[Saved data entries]
⁂
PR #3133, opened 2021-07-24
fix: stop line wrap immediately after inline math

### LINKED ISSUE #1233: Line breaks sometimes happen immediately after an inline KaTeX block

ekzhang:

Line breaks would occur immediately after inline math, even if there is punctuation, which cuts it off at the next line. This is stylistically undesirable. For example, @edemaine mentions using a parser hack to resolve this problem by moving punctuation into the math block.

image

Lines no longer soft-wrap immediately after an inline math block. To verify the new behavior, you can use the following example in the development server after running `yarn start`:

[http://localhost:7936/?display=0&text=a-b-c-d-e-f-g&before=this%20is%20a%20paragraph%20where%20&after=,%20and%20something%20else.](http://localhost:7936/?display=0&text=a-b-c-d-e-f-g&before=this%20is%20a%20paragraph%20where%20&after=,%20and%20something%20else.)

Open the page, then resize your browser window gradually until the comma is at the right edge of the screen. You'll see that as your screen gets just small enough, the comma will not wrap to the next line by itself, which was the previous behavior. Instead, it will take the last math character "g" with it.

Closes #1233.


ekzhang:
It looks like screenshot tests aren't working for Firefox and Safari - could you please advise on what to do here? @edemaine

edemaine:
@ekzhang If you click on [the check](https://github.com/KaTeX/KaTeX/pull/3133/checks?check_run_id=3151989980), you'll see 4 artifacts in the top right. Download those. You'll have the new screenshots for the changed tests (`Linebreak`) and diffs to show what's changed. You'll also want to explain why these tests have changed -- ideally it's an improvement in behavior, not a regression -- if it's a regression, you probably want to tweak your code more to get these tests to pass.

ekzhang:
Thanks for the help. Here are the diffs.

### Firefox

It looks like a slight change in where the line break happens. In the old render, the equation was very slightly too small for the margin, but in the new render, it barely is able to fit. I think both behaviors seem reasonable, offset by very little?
⁂
**How to complete this task**
Scan the records above and report every line with the string "breaks".

**Exercise answer**
### LINKED ISSUE #1233: Line breaks sometimes happen immediately after an inline KaTeX block
Line breaks would occur immediately after inline math, even if there is punctuation, which cuts it off at the next line. This is stylistically undesirable. For example, @edemaine mentions using a parser hack to resolve this problem by moving punctuation into the math block.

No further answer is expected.